(Collected data entries)

PR #172, opened 2021-06-16
Fix instrumenting third party containers

chrismuellner:
If another webhook gets executed after ours, and adds a side container, then it wasn't instrumented. For example, Istio.

With these changes, the order the webhook gets executed in does not matter anymore.


baichinger:
Can imagine scenarios where this causes problems. There might be even use cases where this is undesired. Therefore suggest to have a feature flag via an annotation to disable this behavior.

api/v1alpha1/feature_flags.go
```diff
@@ -21,11 +21,12 @@ import (
...
-	annotationFeatureDisableActiveGateUpdates = annotationFeaturePrefix + "disable-activegate-updates"
-	annotationFeatureDisableHostsRequests     = annotationFeaturePrefix + "disable-hosts-requests"
-	annotationFeatureOneAgentMaxUnavailable   = annotationFeaturePrefix + "oneagent-max-unavailable"
-	annotationFeatureEnableMetricsIngest      = annotationFeaturePrefix + "enable-metrics-ingest"
+	annotationFeaturePrefix                            = "alpha.operator.dynatrace.com/feature-"
+	annotationFeatureDisableActiveGateUpdates          = annotationFeaturePrefix + "disable-activegate-updates"
+	annotationFeatureDisableHostsRequests              = annotationFeaturePrefix + "disable-hosts-requests"
+	annotationFeatureOneAgentMaxUnavailable            = annotationFeaturePrefix + "oneagent-max-unavailable"
+	annotationFeatureEnableMetricsIngest               = annotationFeaturePrefix + "enable-metrics-ingest"
+	annotationFeatureEnableInstrumentMissingContainers = annotationFeaturePrefix + "enable-instrument-missing-containers"
```
DTMad, line 29: Would probably rename this to something like "enable-webhook-reinvocation-policy"

DTMad (approved):

PR #176, opened 2021-06-17
Disabled classicFullStack

mmayr-at:


DTMad:
@mmayr-at please also change the default here:
https://github.com/Dynatrace/dynatrace-operator/blob/master/config/samples/cr.yaml#L160

DTMad:
Please also add it to the openshift section in the Readme.md

DTMad (approved):

olljanat:
@mmayr-at @DTMad what is plan/roadmap here?

Can we expect that full stack monitoring will be implemented on some other way (hopefully on way which does need current oneagent at all) as this setting name is `classicFullStack` and now it is even disabled by default?

DTMad:
There will be a replacement where we change the way of injection in behind and improve usability.
However, it will still appear with the same visibility and insights you are used to.

I can't give an exact plan yet but it will be released with v0.3.0

olljanat:
That is nice to hear. I can also participate for piloting when any kind of beta/etc version is available.

I would be very happy to see that it would be implemented on way that it can support https://github.com/talos-systems/talos

ActiveGate and Kubernetes connection already works on it  but OneAgent cannot as it have long list requirements for binaries and libraries which does not exist on Talos.


PS. Just to clarifying: Company where I'm working on is Dynatrace customer and currently running Docker Swarm on private cloud. Eventually we will migrate to Kubernetes and it would be nice to be able to use Talos capabilities to minimize effort needed to maintain it without losing Dynatrace support.

DTMad:
We don't know if we will have some kind of beta - if so I'll let you know.

The data the agent and the AG delivers will not change. 
It will be a change of how we do the injection within Kubernetes to solve pain points we used to have in the past and to make our injection cloud native.

PR #179, opened 2021-06-21
Update deprecated apis

chrismuellner:
- Remove webhook for openshift 3.11
- Add separate CRD for openshift 3.11
- Adapt makefile to separate openshift 3.11 case from default


DTMad (approved):

Makefile
```diff
@@ -85,10 +86,22 @@ deploy-ocp: manifests kustomize
...
+	cd config/deploy && $(KUSTOMIZE) create
+	cd config/deploy && $(KUSTOMIZE) edit add base ../openshift3.11
+	cd config/deploy && $(KUSTOMIZE) edit set image "quay.io/dynatrace/dynatrace-operator:snapshot"=${IMG}
+	$(KUSTOMIZE) build config/deploy | oc apply -f -
+
 # Generate manifests e.g. CRD, RBAC etc.
 manifests: controller-gen
 	$(CONTROLLER_GEN) $(CRD_OPTIONS) paths="./..." output:crd:artifacts:config=config/crd/bases
-	python3 ./hack/customize_crds.py
+	#python3 ./hack/customize_crds.py
```
DTMad, line 101: In that script we used to remove a few parts which get added to the CRD with newer versions.
I guess for the new default we won't need it anymore but most probably for OCP 3.11? If not feel free to get rid of the script as well

controllers/webhookcerts/controller.go
```diff
@@ -80,6 +82,7 @@ type ReconcileWebhookCertificates struct {
 	logger    logr.Logger
 	namespace string
 	now       time.Time
+	config    *rest.Config
```
DTMad, line 85: Why do we need this here?

DTMad (changes requested):

Makefile
chrismuellner: I don't think it's need anymore, since we explicitly use the old crdVersion for OCP 3.11

controllers/webhookcerts/controller.go
chrismuellner: No longer required, was used to get a discoveryClient for checking package versions

DTMad (dismissed):

baichinger (approved):

PR #190, opened 2021-07-14
Feature/report types of deploymentin operator

waodim:


deploymentmetadata/deploymentmetadata.go
```diff
@@ -14,34 +15,106 @@ const (
...
+	}
+
+	if metadata.DynaKube.Spec.InfraMonitoring.Enabled {
+		metadata.osAgentDeployed = "true"
+	}
+
+	if metadata.DynaKube.Spec.ClassicFullStack.Enabled {
+		metadata.osAgentDeployed = "true"
+		metadata.codeModulesDeployed = ""
+	}
```
meik99, line 115: should the metrics also report "false" if the features are not set?

go.mod
```diff
@@ -5,15 +5,20 @@ go 1.16
 require (
 	github.com/container-storage-interface/spec v1.3.0
 	github.com/containers/image/v5 v5.9.0
+	github.com/containers/storage v1.23.7 // indirect
+	github.com/daixiang0/gci v0.2.9 // indirect
```
chrismuellner, line 9: Did you add this by accident?

waodim: Yes, I will remove it, thank you.

DTMad:
Please rework as discussed

DTMad:
As discussed internally we will adapt the behaviour so we report the usage within each component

__Problem requirements__:
Going through the data, tally the lines containing "annotationFeatureDisableActiveGateUpdates" and report only the result.

__Task output__:
2